Jefferson County, Kentucky Deaths, 1911-1961, Vol. 51, certificate 25121, Ancestry.com

Jefferson County, Kentucky Deaths, 1911-1961, Vol. 51, certificate 25121, Ancestry

Why did I choose Ossian Salisbury as the correct spelling of her name?  I’ll start with Salisbury.  I believe it is Salisbury because it appears that way in two documents, whereas every other spelling only occurs once.  In addition, Sauelsbury and Sausberry would both sound similar to Salisbury when spoken.  I can’t account for Stansberry without seeing the actual record, but I’d be wiling to bet this is a transcription error and that the name actually is Salisbury, Sauelsbury, or some similar sounding variant.  Landsbury is very different, however, I’ve examined a lot of early handwriting firsthand, and I can tell you that cursive capital “S” and “L” do look very similar.  I also believe that Marie de la Montange, who was a long time friend of the family, would be more likely to know the spelling of her name than any clerk would be able to guess from someone speaking it.

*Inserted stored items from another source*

PR #2052, opened 2026-08-25
cashApp.py Update

charpy4n6:

- [ ] Ran the tool against a real extraction and confirmed the row counts, not just that it imports.
- [ ] Checked it against a second app data directory where the platform provides one (a second user, account, or container). `--compare <multi-container report>` reads the scaling for you: it should be exactly double.


abrignoni:
Thanks for taking this on. The protobuf rewrite is the right direction and the decoding itself is solid. I ran the branch head (`ad8c4e3`) against both images named in `sample_data` and got 1 row on each, which matches what the artifact claims, with no database errors in either log. Amounts, timestamps and the customer fields all land where they should. On the second store I also checked the join arithmetic: `ZPAYMENT` holds exactly one row against 65 in `ZCUSTOMER`, so the inner join is not dropping anything.

Four things need a fix before this can go in.

**1. The `source_path` return will fail lint.** The module returns `'see Source File for more info'` as the third element. #2049 merged a checker for exactly that today, and it flags this line:

```
cashApp.py:222  get_cashApp()  'see Source File for more info'
```

I confirmed it downstream too. The LAVA manifest records that sentence where the artifact's path should be, so the "located at" line in the report points at nothing. The previous version built a `source_files` set and joined it, which was right. Bringing that back is all this needs.

**2. The first path pattern does not match anything.** It looks for `CCEntitySync.sqlite`, but the file on both test images is `CCEntitySync-internal.cashappapi.com.sqlite`, so that literal never matches. Checked with `fnmatch` against the real paths:

| pattern | hc_ios18_7 | abe_ios16 |
| --- | --- | --- |
| `*/Environments/Production/Accounts/*/CCEntitySync.sqlite*` | no | no |
| `*/mobile/Containers/Shared/AppGroup/*/CCEntitySync-internal.cashappapi.com.sqlite*` | yes | yes |
| `*/mobile/Containers/Shared/AppGroup/*/CCEntitySync-api.squareup.com.sqlite*` | no | no |

Every row in both runs came from the second pattern. The comment above the tuple says the first pattern covers the AppGroup form, and it works the other way around. It also does not reproduce what Cash App (B) was matching, because that one had a wildcard ahead of `-internal`.

**3. `cashAppB.py` is still in the tree.** The notes say this is merged from Cash App and Cash App (B), but the PR only touches `cashApp.py`, so Cash App (B) still ships and still matches the same database on one of the test images. That gives you the same payment reported twice under two artifact names. Either delete `cashAppB.py` in this PR or drop the merge wording from the notes.

**4. Missing newline at end of file.** Pylint `C0304`, and warnings fail the build.

Two smaller things on the claims.

`check_artifact_output.py` reports 11 empty columns on both images: card brand, suffix, the instrument fields, transaction id, receipt, and the captured, reached customer, paid out and deposited timestamps. Those read as real negatives rather than bugs, since the single payment on each image is still pending and carries no card instrument, so nothing was ever captured or deposited. Worth saying that in the notes, which is also what clears the checker.

The notes say records that do not match the expected protobuf layout fall back to a raw scan. Neither image exercised that path, both blobs decoded cleanly, so that sentence should say the fallback is present but not yet seen in real data.

One more with no action needed, just so you know. `output_types` went from `standard` to `all`, but `all` only adds KML, and `kmlgen` returns right away unless the headers carry Latitude and Longitude. It does nothing here either way.

Good stuff overall. Fix those four and I am happy to take it.

abrignoni:
Thanks, this is the right rewrite. Decoding the blobs instead of slicing them in SQL also fixed two columns that were dumping raw protobuf into the report, which is more than the PR body claimed.

Adding a few fixes on top before this goes in.

The `or` in `payment_info.get('state') or _scan_raw(...)` fires when the key is missing, not when the parse fails, and Cash App writes no top level `state`. So the scan ran on every row and picked up the `state` nested inside `pending_referral_render_data`, which belongs to the referral bonus rather than to the payment. That was landing in the Transaction State column. It now falls back only when the payload is absent, and the column reads blank on both test images.

First path pattern is now `CCEntitySync-*.sqlite*`, which matches the real filenames and restores what Cash App (B) covered for an extraction rooted below the app group container. `cashAppB.py` is removed, so no more double reporting on `hc_ios18_7`.

Smaller ones: timestamps grouped after the lead column, `Units` renamed to say whose preference it records, notes naming the columns that came back empty and why, and the trailing newline. Your `d1a4dcc` had already sorted the `source_path` return.

Checked with 1 row on each test image, and 2 rows on a tree holding one store matched by two patterns plus a second account and a decoy.

You are in the author field. Good stuff, send more.

PR #2086, opened 2026-09-01
Initial Sysdiagnose Parsers

stark4n6:
## What this changes

Adds 10 Initial Sysdiagnose parsers

- [ ] Ran the tool against a real extraction and confirmed the row counts, not just that it imports.
- [ ] Checked it against a second app data directory where the platform provides one (a second user, account, or container). `--compare <multi-container report>` reads the scaling for you: it should be exactly double.


abrignoni:
Heads up, #2102 adds a `get_sysdiagnose_files` helper in ilapfuncs that reads a target file either standalone or from inside a `sysdiagnose_*.tar.gz`. If these modules go through it they will also work on a full file system image or a folder of raw tars, not just an extracted sysdiagnose folder. Worth doing before this one lands.

abrignoni:
Superseded by #2205, which keeps these commits and adds the fixes it needed: the shutdown log regex, the FDR report parsing, the packed sysdiagnose paths for User Settings, notes and sample_data for every artifact, and the lint cleanup. Merged there. Thanks for the parsers, @stark4n6.

PR #147, opened 2020-03-23
[WIP][DO NOT MERGE] CI Travis: add  shell code style shellcheck

xiulipan:
Add Travis CI to check all shell scripts with shellcheck
Add build status in README.md

### DIFF
--- a/.travis.yml
+++ b/.travis.yml
@@ -1,0 +1,17 @@
+language: bash
+
+git:
+  depth: false
+
+before_install:
+  - sudo apt-get update
+  - sudo apt-get -y install shellcheck
+
+stages:
+  - code-check
+
+jobs:
+  include:
+    - stage: code-check
+      name: "bash shellcheck"
+      script: shellcheck */*.sh
--- a/README.md
+++ b/README.md
@@ -1,5 +1,6 @@
 # SOF Test Case repo
 - [SOF Test Case repo](#sof-test-case-repo)
+  - [Status](#status)
   - [Enviroment set up](#enviroment-set-up)
     - [requirments](#requirments)
       - [apt packages](#apt-packages)
@@ -10,6 +11,10 @@
     - [tools](#tools)
   - [Folder description](#folder-description)
   - [Tools list description](#tools-list-description)
+
+## Status
+[![Build Status](https://travis-ci.org/thesofproject/sof-test.svg?branch=master)](https://travis-ci.org/thesofproject/sof-test)
+
 ## Enviroment set up
 ### requirments
 #### apt packages


xiulipan:
@marc-hb @Bin-QA @aiChaoSONG I think we may should have a clean up for the existing warning and errors.

README.md
```diff
@@ -10,6 +10,10 @@
     - [tools](#tools)
   - [Folder description](#folder-description)
   - [Tools list description](#tools-list-description)
+
+## Status
+[![Build Status](https://travis-ci.org/thesofproject/sof-test.svg?branch=master)](https://travis-ci.org/thesofproject/sof-test)
+
```
Bin-QA: can you also update the `Table of contents` at top?

.travis.yml
```diff
@@ -0,0 +1,17 @@
...
+  - sudo apt-get update
+  - sudo apt-get -y install shellcheck
+
+stages:
+  - code-check
+
+jobs:
+  include:
+    - stage: code-check
+      name: "bash shellcheck"
```
marc-hb: shellcheck is not just for bash (I think it may even report some bashisms)

.travis.yml
```diff
@@ -0,0 +1,17 @@
...
+      script: shellcheck */*.sh
```
marc-hb: Anyone who fixes 1 line and sees 100s of warnings reported on code that has not changed will immediately start ignore this check and will never look back.

At the very least this check should run only on the files changed in the PR. Or even better: https://github.com/AtakamaLLC/lint-diffs (not tested)

xiulipan: @marc-hb so you think this will only test with patches or the whole files?
I can refine this.

xiulipan:
@marc-hb Thanks for the suggestion, I will try to do some update for this scripts to have check for patches.

marc-hb:
> https://github.com/AtakamaLLC/lint-diffs (not tested)

If this doesn't work or takes too long to get working, then as a second best run it on the entire `.sh` script but ONLY for the files that have been modified in the PR. For examples have a look at the `--diff-filter` in the battle-hardened https://github.com/zephyrproject-rtos/ci-tools/blob/master/scripts/check_compliance.py

marc-hb:
@xiulipan can you rebase on top of this commit: https://github.com/marc-hb/sof-test/blob/shellcheck-gitrange/tools/shellcheck-gitrange.bash

and then use in .travis.yml, something like `./tools/shellcheck-gitrange.bash ${TRAVIS_COMMIT_RANGE}`?

marc-hb:
With @xiulipan 's permission I'm taking this task.

marc-hb:
Completed in #183, thanks in advance for reviewing.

As for Ossian, Salisbury/Landsbury and Burns/Barnes are English or Scottish surnames.  Ossian (or Oisin) was a popular legend in both Scotland and Ireland.  Also, Ossian was born in Illinois.  Ossian M. Ross settled in Illinois in 1821 and founded Lewistown.  He was a Major in the War of 1812.  This name would’ve been popular in Illinois around the time of her birth.  I can’t account for why a female child was given a name that is traditionally male, but it isn’t unheard of for that to happen.  And, again, I do believe Marie de la Montange would’ve known.  The pronunciation of Ossian is similar enough to Ocean that it would be easily mistaken if it were only spoken and not written.

Of course, there are far too many variables in all of this for me to set anything in stone.  I just had to have something to call her in my pedigree chart and something to work with.  I continue, on a regular basis, to search for every variant of Ossian that I can think of with every combination of surnames sounding or looking similar to Salisbury or Landsbury that I can think of.  My greatest hope is to find her in the 1850 Census with her mother and stepfather.